How to Train Your Dragon

Directed by Dean DeBlois (PG)

★★

The new live-action version of How to Train Your Dragon "doesn't do a single thing better than the original," said Brian Tallerico in RogerEbert.com. While "not quite as soulless" as some of Disney's live-action updates, DreamWorks' remake of its acclaimed 2010 animated hit is "a film that's constantly painting inside the lines." Though Dean DeBlois, who also co-­directed the original film, brings "traces of dedicated craft" to the effort, the new Dragon is "content creation, not filmmaking"—an exercise driven purely by the profit motive.

If you've seen the original, "you already know the story," said Ethan Anderton in SlashFilm. Hiccup, an awkward Viking teenager, defies norms when he befriends a dragon instead of killing it, and "the script lifts every single memorable moment, down to the exact phrasing." That faithfulness does no favors for young actor Mason Thames, who's "undeniably charming" as Hiccup but isn't the misfit the character should be. Still, the presence of human actors brings added emotional punch to Hiccup's clash with his chieftain father, played again by Gerard Butler, and to the young hero's blossoming romance with Nico Parker's Astrid. You can question the film's "If it ain't broke, don't fix it," approach, said Brian Truitt in USA Today.
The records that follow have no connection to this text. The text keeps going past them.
PR #9504, opened 2016-06-05
Unittesting: freebsd changes, part 3

wjwithagen:
This requires Clang to be at least 3.7
It compiles all ceph code (expect the ones excluded in autogen_freebsd.sh)
It compiles all tests

Tests will run, but not all complete successfully,
  Currently the only one failing is osd-markup.sh

Other tests have been execluded from testing, see README.FreeBSD for that

### DIFF
--- a/qa/workunits/ceph-helpers.sh
+++ b/qa/workunits/ceph-helpers.sh
@@ -117,7 +117,8 @@ function test_setup() {
 function teardown() {
     local dir=$1
     kill_daemons $dir KILL
-    if [ $(stat -f -c '%T' .) == "btrfs" ]; then
+    if [ `uname` != FreeBSD ] \
+        && [ $(stat -f -c '%T' .) == "btrfs" ]; then
         __teardown_btrfs $dir
     fi
     rm -fr $dir
@@ -179,7 +180,7 @@ function kill_daemon() {
             exit_code=0
             break
          fi
-         send_signal=0
+         [ x`uname`x = xFreeBSDx ] || send_signal=0
          sleep $try
     done;
     return $exit_code
@@ -607,7 +608,7 @@ function activate_osd() {
         --mark-init=none \
         $osd_data || return 1
 
-    [ "$id" = "$(cat $osd_data/whoami)" ] || return 1
+    [ "$id" -eq "$(cat $osd_data/whoami)" ] || return 1
 
     ceph osd crush create-or-move "$id" 1 root=default host=localhost
 
@@ -1286,8 +1287,14 @@ function erasure_code_plugin_exists() {
     local plugin=$1
 
     local status
+    local grepstr
+    case `uname` in
+        FreeBSD) grepstr="Cannot open.*$plugin" ;;
+        *) grepstr="$plugin.*No such file" ;;
+    esac
+
     if ceph osd erasure-code-profile set TESTPROFILE plugin=$plugin 2>&1 |
-        grep "$plugin.*No such file" ; then
+        grep "$grepstr" ; then
         status=1
     else
         status=0
@@ -1458,7 +1465,6 @@ function main() {
         code=1
     fi
     teardown $dir || return 1
-    return $code
 }
 
 #######################################################################
--- a/src/ceph-disk/ceph_disk/main.py
+++ b/src/ceph-disk/ceph_disk/main.py
@@ -743,7 +743,11 @@ def is_mounted(dev):
     Check if the given device is mounted.
     """
     dev = os.path.realpath(dev)
-    with file('/proc/mounts', 'rb') as proc_mounts:
+    proc_prefix = ''
+    if platform.system() == "FreeBSD":
+        # Use the Linux compatibility tree
+        proc_prefix = '/compat/linux'
+    with file(proc_prefix + '/proc/mounts', 'rb') as proc_mounts:
         for line in proc_mounts:
             fields = line.split()
             if len(fields) < 3:
--- a/src/ceph-disk/tests/test_main.py
+++ b/src/ceph-disk/tests/test_main.py
@@ -14,6 +14,7 @@
 #
 from mock import patch, DEFAULT
 import os
+import platform
 import io
 import shutil
 import subprocess
@@ -310,6 +311,10 @@ class TestCephDisk(object):
             assert expect == main.list_devices()
 
     def test_list_dmcrypt_data(self):
+        if platform.system() == "FreeBSD":
+            # FreeBSD does not have blkid, and the semantics that go with it
+            print "SKIPPED: no blkid"
+            return
         partition_type2type = {
             main.PTYPE['plain']['osd']['ready']: 'plain',
             main.PTYPE['luks']['osd']['ready']: 'LUKS',
@@ -376,6 +381,10 @@ class TestCephDisk(object):
                 assert expect == main.list_devices()
 
     def test_list_multipath(self):
+        if platform.system() == "FreeBSD":
+            # FreeBSD does not have blkid, and the semantics that go with it
+            print "SKIPPED: no blkid"
+            return
         #
         # multipath data partition
         #
@@ -581,6 +590,10 @@ class TestCephDisk(object):
             assert expect == main.list_devices()
 
     def test_list_other(self):
+        if platform.system() == "FreeBSD":
+            # FreeBSD does not have the same type of devices
+            print "SKIPPED: FreeBSD devices have different properties"
+            return
         #
         # not swap, unknown fs type, not mounted, with uuid
         #
--- a/src/common/config_opts.h
+++ b/src/common/config_opts.h
@@ -1049,18 +1049,35 @@ OPTION(filestore_omap_header_cache_size, OPT_INT, 1024)
 OPTION(filestore_max_inline_xattr_size, OPT_U32, 0)	//Override
 OPTION(filestore_max_inline_xattr_size_xfs, OPT_U32, 65536)
 OPTION(filestore_max_inline_xattr_size_btrfs, OPT_U32, 2048)
+OPTION(filestore_max_inline_xattr_size_zfs, OPT_U32, 2048)
+#if defined(__FreeBSD__)
+// Assuming ZFS without using ZFS-FileStore
+OPTION(filestore_max_inline_xattr_size_other, OPT_U32, 2048)
+#else
 OPTION(filestore_max_inline_xattr_size_other, OPT_U32, 512)
+#endif
 
 // for more than filestore_max_inline_xattrs attrs
 OPTION(filestore_max_inline_xattrs, OPT_U32, 0)	//Override
 OPTION(filestore_max_inline_xattrs_xfs, OPT_U32, 10)
 OPTION(filestore_max_inline_xattrs_btrfs, OPT_U32, 10)
+OPTION(filestore_max_inline_xattrs_zfs, OPT_U32, 10)
+#if defined(__FreeBSD__)
+// Assuming running on ZFS without using ZFS-FileStore
+OPTION(filestore_max_inline_xattrs_other, OPT_U32, 10)
+#else
 OPTION(filestore_max_inline_xattrs_other, OPT_U32, 2)
+#endif
 
 // max xattr value size
 OPTION(filestore_max_xattr_value_size, OPT_U32, 0)	//Override
 OPTION(filestore_max_xattr_value_size_xfs, OPT_U32, 64<<10)
 OPTION(filestore_max_xattr_value_size_btrfs, OPT_U32, 64<<10)
+OPTION(filestore_max_xattr_value_size_zfs, OPT_U32, 64<<10)
+#if defined(__FreeBSD__)
+// Assuming ZFS without using ZFS-FileStore
+OPTION(filestore_max_xattr_value_size_other, OPT_U32, 64<<10)
+#else
 // ext4 allows 4k xattrs total including some smallish extra fields and the
 // keys.  We're allowing 2 512 inline attrs in addition some some filestore
 // replay attrs.  After accounting for those, we still need to fit up to
@@ -1068,6 +1085,7 @@ OPTION(filestore_max_xattr_value_size_btrfs, OPT_U32, 64<<10)
 // to be safe.  This is hacky, but it's not worth complicating the code
 // to work around ext4's total xattr limit.
 OPTION(filestore_max_xattr_value_size_other, OPT_U32, 1<<10)
+#endif
 
 OPTION(filestore_sloppy_crc, OPT_BOOL, false)         // track sloppy crcs
 OPTION(filestore_sloppy_crc_block_size, OPT_INT, 65536)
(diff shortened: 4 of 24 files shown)


src/ceph-disk/tests/ceph-disk.sh
```diff
@@ -54,7 +54,7 @@ CEPH_ARGS+=" --osd-failsafe-full-ratio=.99"
 CEPH_ARGS+=" --mon-host=$MONA"
 CEPH_ARGS+=" --log-file=$DIR/\$name.log"
 CEPH_ARGS+=" --pid-file=$DIR/\$name.pidfile"
-if test -d ../.libs ; then
+if [ -d ../.libs ]; then
```
liewegas: safer to stick with test, i think

wjwithagen:
@tchaikov @liewegas 
I think this is enough for now.
This gets testing to 117 of 126.

There are a few that are easy onliners.
But the scripting in ceph-helpers.sh might be a bit more challenging, although teardown_error is not used yet. It will be in the commits to come.

src/test/cli/ceph-authtool/cap-bin.t
```diff
@@ -2,5 +2,5 @@
   creating kring
 
   $ ceph-authtool --cap osd 'allow rx pool=swimming' kring
-  $ ceph-authtool kring --list|grep -P '^\tcaps '
+  $ ceph-authtool kring --list|grep -E '^\Wcaps '
```
tchaikov: i don't understand why you'd prefer "\W" over "\t"?

wjwithagen: @tchaikov 
-P is perl regex, and that is not in FreeBSD grep.
And `\t`is perl-speak.
So I try to stick to POSIX

Perhaps a bit of a braintwist at my end, but `\W` is abit more liberal in that it catches all types of white space. So it for whatever reason the output changes a bit, this will match that too.

wjwithagen:
@tchaikov 
Anything I can do, other than wait for a qa run?

tchaikov:
@wjwithagen i haven't got a chance to review all your changes. will look at them closer.

wjwithagen:
@tchaikov 
Oke, take your time. Working on my sheet for Ceph day Cern anyways....

wjwithagen:
@tchaikov 
Right, back in town...
So any suggestions are welcome

tchaikov:
@wjwthagen will review your changeset next week.

wjwithagen:
On 17-6-2016 12:41, Kefu Chai wrote:
> @wjwthagen will review your changeset next week.

Oke, no problem. Enjoy the weekend.

--WjW

wjwithagen:
@tchaikov 
Hi Kefu,
I needed to rebase to get conflicts resolved, but now I'm getting the following error, in  tests/ceph-disk.sh.
So I have removed those commit from this pull:

Any suggestions what to fix??
```
tests/ceph-disk.sh:107: command_fixture:  local dir=testdir/test-ceph-disk
tests/ceph-disk.sh:108: command_fixture:  shift
tests/ceph-disk.sh:109: command_fixture:  local command=ceph-conf
tests/ceph-disk.sh:110: command_fixture:  shift
tttests/ceph-disk.sh:111: command_fixture:  which ceph-conf
ttests/ceph-disk.sh:111: command_fixture:  readlink -f /usr/srcs/Ceph/work.wip-wjw-freebsd-tests-2/ceph/src/ceph-conf
tests/ceph-disk.sh:111: command_fixture:  local fpath=/usr/srcs/Ceph/work.wip-wjw-freebsd-tests-2/ceph/src/ceph-conf
ttests/ceph-disk.sh:112: command_fixture:  readlink -f /usr/srcs/Ceph/work.wip-wjw-freebsd-tests-2/ceph/src/ceph-disk/ceph-conf
tests/ceph-disk.sh:112: command_fixture:  '[' x/usr/srcs/Ceph/work.wip-wjw-freebsd-tests-2/ceph/src/ceph-confx = xx ']'
tttests/ceph-disk.sh:112: command_fixture:  pwd
ttests/ceph-disk.sh:112: command_fixture:  readlink -f /usr/srcs/Ceph/work.wip-wjw-freebsd-tests-2/ceph/src/ceph-disk/ceph-conf
tests/ceph-disk.sh:112: command_fixture:  '[' x/usr/srcs/Ceph/work.wip-wjw-freebsd-tests-2/ceph/src/ceph-confx = xx ']'
tests/ceph-disk.sh:112: command_fixture:  return 1

```

qa/workunits/ceph-helpers.sh
```diff
@@ -1452,13 +1472,13 @@ function main() {
...
-        code=0
+        teardown $dir || return 1
+        return 0
     else
         display_logs $dir
-        code=1
+        teardown_error $dir
+        return 1
     fi
-    teardown $dir || return 1
```
tchaikov: @wjwithagen can we leave this change for another changeset? this changes the behaviour of current tests.

qa/workunits/ceph-helpers.sh
```diff
@@ -513,6 +524,9 @@ function destroy_osd() {
     local dir=$1
     local id=$2
 
+    # First mask osd down, otherwise it cannot be deleted later on
+    # is status has not propagated to monitor.
```
tchaikov: could you elaborate this a little bit? why we need to mark this osd down explicitly? and if we really need to do this. maybe you can move it down to line 531. just for consistency.

qa/workunits/ceph-helpers.sh
```diff
@@ -1286,8 +1300,14 @@ function erasure_code_plugin_exists() {
     local plugin=$1
 
     local status
+    local grepstr
+    case x`uname`x in
```
tchaikov: no need to quote `uname` with "x". it is never empty in a sane OS.

qa/workunits/ceph-helpers.sh
```diff
@@ -1286,8 +1300,14 @@ function erasure_code_plugin_exists() {
...
+        xLinuxx) grepstr="$plugin.*No such file" ;;
+        xFreeBSDx) grepstr="Cannot open.*$plugin" ;;
```
tchaikov: maybe we can have a
```
*)
```
to catch all other cases?

src/ceph-disk/tests/test_main.py
```diff
@@ -310,6 +311,10 @@ def get_partition_type(dev):
             assert expect == main.list_devices()
 
     def test_list_dmcrypt_data(self):
+        if platform.system() == "FreeBSD":
```
tchaikov: @dachary does this change look good to you?

src/ceph-disk/tests/test_main.py
```diff
@@ -14,6 +14,7 @@
 #
 from mock import patch, DEFAULT
 import os
+import platform
```
tchaikov: @wjwithagen nit, the commit message could read "FreeBSD does not have blkid"

src/vstart.sh
```diff
@@ -92,7 +92,11 @@ start_rgw=0
 ip=""
 nodaemon=0
 smallmds=0
-short=0
+if [ x`uname`x = xFreeBSDx ] ; then
```
tchaikov: no need to quote `uname` with "x".

src/global/pidfile.cc
```diff
@@ -162,7 +162,12 @@ int pidfh::open(const md_config_t *conf)
   pf_dev = st.st_dev;
   pf_ino = st.st_ino;
 
-  struct flock l = { F_WRLCK, SEEK_SET, 0, 0, 0 };
+  struct flock l;
+  memset(&l, 0, sizeof(l));
+  l.l_type = F_WRLCK;
+  l.l_whence = SEEK_SET;
+  l.l_start = 0;
+  l.l_len = 0;
```
tchaikov: could put

```c++
  struct flock l = {
    .l_type = F_WRLCK,
    .l_whence = SEEK_SET,
    .l_start = 0,
    .l_len = 0
  };
```
instead.

src/vstart.sh
tchaikov: but zfs has longer xattr limits, i assume?

src/ceph-disk/ceph_disk/main.py
```diff
@@ -743,7 +743,11 @@ def is_mounted(dev):
     Check if the given device is mounted.
     """
     dev = os.path.realpath(dev)
-    with file('/proc/mounts', 'rb') as proc_mounts:
+    proc_prefix = ''
+    if platform.system() == "FreeBSD":
+        # Use the Linux compatability tree
```
tchaikov: s/compatability/compatibility/

src/common/config_opts.h
```diff
@@ -1078,7 +1096,11 @@ OPTION(filestore_max_sync_interval, OPT_DOUBLE, 5)    // seconds
 OPTION(filestore_min_sync_interval, OPT_DOUBLE, .01)  // seconds
 OPTION(filestore_btrfs_snap, OPT_BOOL, true)
 OPTION(filestore_btrfs_clone_range, OPT_BOOL, true)
+#if defined(__linux__)
```
tchaikov: maybe we can enable `filestore_zfs_snap` by default? as zfs is included by some major linux distros recently. @ukernel what do you think?

src/common/xattr.h
```diff
@@ -19,12 +19,14 @@
 extern "C" {
 #endif
 
+#if defined(__linux__)
```
tchaikov: i am fine with this change, but it's always good to have `ENOATTR` defined, right? or we need to check if `ENODATA` is defined also here? to avoid cyclic definition? as we have
```
#define ENODATA ENOATTR
```
in `compat.h`.

[OT] if `xattr.c` is the only consumer of `ENOATTR`, maybe we can move this definition into `xattr.c` in another commit.

qa/workunits/ceph-helpers.sh
wjwithagen: I only added the ` [ x`uname`x = xFreeBSDx ] || send_signal=0`.
The part about the OSD maks is not mine. Perhaps a left over from rebasing earlier on.
I will remove that piece of comments.

But this is the wrong place... __teardown_btrfs will not be called on a FreeBSD platform.

qa/workunits/ceph-helpers.sh
wjwithagen: Sane would be relative in this crazy world. 8D
I've seen too many things come up empty... The last one being readlink(1).
But you are right chances are slim.

And I'll put in a wildcard as default catch

qa/workunits/ceph-helpers.sh
wjwithagen: @tchaikov 
It is not my intention to change any of the behaviour of the tests.
Other than:
  - Fix FreeBSD issues
  - Keep data around when something fails, so one can look at the logfiles
So if it does change standard behaviour on Linux, when tests go as planned, that should be a mistake.

But I'm fine with taking this change to a next set of commits for the next pull.
Note that I talked about it with a few people at Ceph day, and it would be nice if tests also start taking care of situations where things actually fail, and people doing testing/debugging/porting would have easy access to more information.

src/ceph-disk/tests/test_main.py
wjwithagen: Will fix

src/ceph-disk/tests/test_main.py
wjwithagen: @tchaikov @dachary 
FreeBSD does not have any of the dm stuff at all. The short cut was to disable here.
As I did at a few other places

src/common/config_opts.h
wjwithagen: @tchaikov @ukernel 
I have not done so, because I would liek to first see that things are working with ZFS as expected.
And then actually start integrating it fully.
Then the options would also become real zfs options instead of:
    `filestore_*_xattr_*_other`
For now I'm just overulling the default on FreeBSD, otherwise there was going to be another lage set of patches for that. But I'll do that in a set of dedicated ZFS patches.

src/common/xattr.h
wjwithagen: The definition was already there, I just wrapped it in ifdef because might case redefinition issues, and compiler warnings... 
But I think ENOATTR is not used in ANY of the code other than compat.h.
And there it is to create compatibility with FreeBSD.
So yes, I think this whole piece could/should go.??

src/global/pidfile.cc
wjwithagen: Oke, that is the nicer style. Are all not mentioned values than set to 0?
Because that is what the memset() does, althoug I suspect that that is not required for the call we're doing

src/vstart.sh
wjwithagen: Fixed the xx's
And yes ZFS has long attributes, but Sage commented during Ceph day that we should use --short for some of the tests. And this is just to make sure that we do that when running FreeBSD, because is is known to sometimes fail the test in ceph-osd. This prevents that

qa/workunits/ceph-helpers.sh
```diff
@@ -17,6 +17,15 @@
 # MERCHANTABILITY or FITNESS FOR A PARTICULAR PURPOSE.  See the
 # GNU Library Public License for more details.
 #
+
+# to be able to run standalone define some VARIABLES
```
tchaikov: this is not related FreeBSD port. could you remove it from this commit?

qa/workunits/ceph-helpers.sh
```diff
@@ -123,6 +132,16 @@ function teardown() {
     rm -fr $dir
 }
 
+function teardown_error() {
```
tchaikov: this function is not called, could you please remove it also?

src/common/xattr.h
tchaikov: i am inclined to keep it as it is, unless there is case that we see redefinition issues or warnings. why we could have redefinition issues because of this `#define`?

i don't think the whole piece should go. see 886f5a91f35d04cd4a721f1a66a2ef4a2c39fd5e

wjwithagen: @tchaikov 
I'll put it back in.

But in that case I would be very mich in favour of reversing the whole deal...
Rip out all references to ENODATA and actually start using ENOATTR every where.
Under Linux we then can declare ENODATA = ENOATTR.
But then again, that is perhaps for another set of commits.

wjwithagen: @tchaikov 
(forget my previous message)

I looked at it again, and it is foolish to put in for anything else than Linux.
If this case would arise under FreeBSD (or other  OS)  I'd rather have it signal an error because at this point we are very likely going to patch up ENOATTR with the wrong value.
So rather than doing that, I is better for the compiler to tell that ENOATTR is not defined. 
The way to fix that is to include include/compat.h.

If you prefer I can add a compiler `#WARNING` to that extend in the `#else` clause.

qa/workunits/ceph-helpers.sh
wjwithagen: @tchaikov 
This is in preparation that we start doing some sensible things when a test actually fails. We then do need the poor remains of the carcass to see what happened. But that can go into another commit/pull as well.

PR #9505, opened 2016-06-06
mon: remove duplicate help information

x11562:
Signed-off-by: Na Xie <xie.na@h3c.com>


xiexingguo:
Actually these two commands are slightly different, and are auth print-(**hyphen**)key and auth print_(**underscore**)key respectively.

That's why jenkins is unhappy with this change.

PR #8890, opened 2016-05-03
client: enable fuse_use_invalidate_cb by default

ukernel:
Fixes: http://tracker.ceph.com/issues/15634
Signed-off-by: Yan, Zheng <zyan@redhat.com>

PR #9509, opened 2016-06-06
client: skip executing async invalidates while umounting

ukernel:
Fixes: http://tracker.ceph.com/issues/16137

### DIFF
--- a/src/client/Client.cc
+++ b/src/client/Client.cc
@@ -3500,31 +3500,29 @@ void Client::wake_inode_waiters(MetaSession *s)
 class C_Client_CacheInvalidate : public Context  {
 private:
   Client *client;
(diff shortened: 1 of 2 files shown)


jcsp:
Reviewed-by, will re-test with https://github.com/ceph/ceph/pull/8890

jcsp:
No client failures in test run http://pulpito.ceph.com/jspray-2016-06-08_02:34:44-fs-wip-jcsp-testing-20160606---basic-mira/

batrick:
Am I correct that this commit just avoids the problem of root becoming invalid? This looks related to #10027. Unfortunately the client logs from the [broken tests](http://tracker.ceph.com/issues/16137) are not available to confirm.

PR #9510, opened 2016-06-06
common: unknown hash type of judgment modification

renhwztetecs:
ceph_str_hash() return -1 if set unknown hash type
but (unsiged)-1 = unsiged 4294967295 
So we can't judge whether the 4294967295 is the normal value of hash, or the return value of the unknown hash type
use assert replace

### DIFF
--- a/src/client/Inode.h
+++ b/src/client/Inode.h
@@ -212,6 +212,7 @@ struct Inode {
     int which = dir_layout.dl_dir_hash;
     if (!which)
       which = CEPH_STR_HASH_LINUX;
+    assert(ceph_str_hash_valid(which));
     return ceph_str_hash(which, dn.data(), dn.length());
   }
 
--- a/src/common/ceph_hash.cc
+++ b/src/common/ceph_hash.cc
@@ -115,3 +115,14 @@ const char *ceph_str_hash_name(int type)
 		return "unknown";
 	}
 }
+
+bool ceph_str_hash_valid(int type)
+{
+        switch (type) {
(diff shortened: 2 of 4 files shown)


liewegas:
I'm worried about cases that have invalid hash function ids. Can you add another function, ceph_str_hash_valid that returns true/false, and fix the callers that are feeding in variables (vs constants) to verify they have a valid function id?  I don't want to introduce a way to crash the system by injecting bad data.

renhwztetecs:
@ liewegas 
thanks for you reviews
I add  ceph_str_hash_valid() to verify hash type, to judge before calling the unknown type hash.
for the type of CEPH_STR_HASH_LINUX/CEPH_STR_HASH_RJENKINS that has been identified is called, it is not to be judged.

but I think is better before commit?  :)

src/client/Inode.h
```diff
@@ -212,6 +212,7 @@ struct Inode {
     int which = dir_layout.dl_dir_hash;
     if (!which)
       which = CEPH_STR_HASH_LINUX;
+    assert(true == ceph_str_hash_valid(which));
```
xiexingguo: `assert(ceph_str_hash_valid(which));` will suffice

renhwztetecs:
@xiexingguo 
done thanks

liewegas:
lgtm, thanks!

yuriw:
http://pulpito.ceph.com/yuriw-2016-07-12_13:07:42-rados-wip-yuri-testing_2016_7_12-distro-basic-smithi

But the story's strong characters are "fleshed out in new ways," the dragons "really pop as digital creations," and watching Hiccup riding atop Toothless, his flying dragon, is "like the exhilaration of a theme-park flight simulator matched with the adrenaline rush of Top Gun."

From the World of John Wick: Ballerina

Directed by Len Wiseman (R)

★★

The first John Wick spin-off turns out to be "a wildly uneven viewing experience," said Alison Willmore in NYMag.com. The movie's second half proves "so much better than the first half that it might as well be a whole different movie." And maybe it is, given that one of the franchise's original directors, Chad Stahelski, apparently stepped in and reshot multiple scenes before the film's release. Ana de Armas stars as an assassin who's out to avenge her father's death, and given little to play in the early going, the actress "defaults to dour." But the movie eventually "gets funny around her," and she throws herself into plenty of fight sequences that are simultaneously "absurd and thrilling and gorgeous."

Ballerina is set after the events of the third of the first four Wick movies, and it has "just enough Keanu Reeves to remind you what franchise you're watching," said Stephanie Zacharek in Time. While the bland script ensures that the usually lively de Armas "doesn't really resonate here as a performer," she handles the action scenes well, and the picture's "cartoonish brutality" proves "cathartic." Suspense and storytelling craft are in short supply, said Kyle Smith in The Wall Street Journal. "The film really has only one goal: to look cool, by presenting a catalog of interesting ways someone might be violently killed." If you need nothing more, "Ballerina has all you require."